John Jeffrey Dodson’s lexicon agrees with Thayer’s regarding this. As far as “demons” or “evil spirits” abiding in the abyss is concerned, Thayer and Dodson both seem to be arriving at this conclusion from the story of the “Legion” demoniac(s) at Gerasa/Gadara whose story is told in Matthew 8, Mark 5 and Luke 8. In this episode, one or two men is/are infested with daimonēs which escape from the man/men, go into a nearby herd of pigs, and summarily send the livestock over the cliff to their death in the water body below. Matthew and Mark call the water body “the sea” while Luke calls it a lake, which is apparently what the daimonēs in his account refer to as “the abyss” (v. 31). (On all accounts what is in view in this scene is Lake Gennesaret/Galilee/Tiberias, also called the Sea of Tiberias or of Galilee.)

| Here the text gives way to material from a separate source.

PR #4448, opened 2023-11-15
[CHORE] Quickstart improvements

Writhe:
This PR introduces a couple of minor improvements to the initial dev set-up. The only real issue was the missing FE build step - all the rest are nitpicks.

This connection between salt-waters and the abyss, in this passing mention of Luke, corroborates something that Paul does with the same word in Romans 10.7 when he describes Christ as being fetched up out of the abyss, in reference to his return from the nekrōn [dead ones] after his demise. Here Paul is quoting Deuteronomy 30.13, where Moses says to Israel that the directive [mitzvah] which he is issuing him is neither hidden nor distant. “It is not beyond the sea, that you should say, ‘Who will pass through the sea on our behalf and bring it to us, that we might recognise and adhere to it?’ For the Word is intimate with you, in your mouth and in your heart, that you may adhere to it.” Moses’ intent here is almost certainly to remind Israel of the manner in which, forty years earlier, they had crossed the sea, which was a perilous place to be in the conception of the Israelites as well as in the worldview of the Egyptians from whom they were fleeing.

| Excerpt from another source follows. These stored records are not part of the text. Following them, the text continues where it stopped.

PR #4458, opened 2023-11-20
[ENHANCEMENT] support legacyBlockRendered flag on MathML formulas [MER-2739]

andersweinstein:
Torus uses the legacyBlockRendered attribute on formula to force block rendering for inline LaTex formulas only. This is used to handle migrated formulas embedded inline in paragraph text using delimiters indicating block formula is desired.

This adds support for the same attribute on MathML formulas. This is needed to migrate inline MathML formulas with attribute display=”block”, which indicates the formula should be rendered as blocks. This style seen in formulas in Stem Readiness/Foundations courses.


marc-hughes:
I tested by creating a mathml & latex formula_inline, then manually adding a legacyBlockRendered param in, worked great in both  the server-rendered and client-rendered versions.

image

marc-hughes (approved):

In Romans, Paul takes this a lot deeper in forming the analogy between the sea and the netherworld. If the nekrōn, out of whom Christ is to be fetched up, are located in the Abyss, the implication is that the Abyss is either the abode of the dead (as asserted by Thayer’s, Dodson’s and other lexicons) or at least a “place” through which they somehow pass at some point. Another saying of Paul would further augment the link between the sea and the Abyss (whatever the Abyss actually is) on the one hand and Sheol/Hades/Hell on the other. In Acts 13.35 Paul quotes Psalm 16.10 as though it is Jesus Christ who is speaking in the passage, saying that YHWH will not abandon his nephesh [i.e. self/ life/ personality] in Sheol, commonly translated as “You will not leave my soul in Hell.”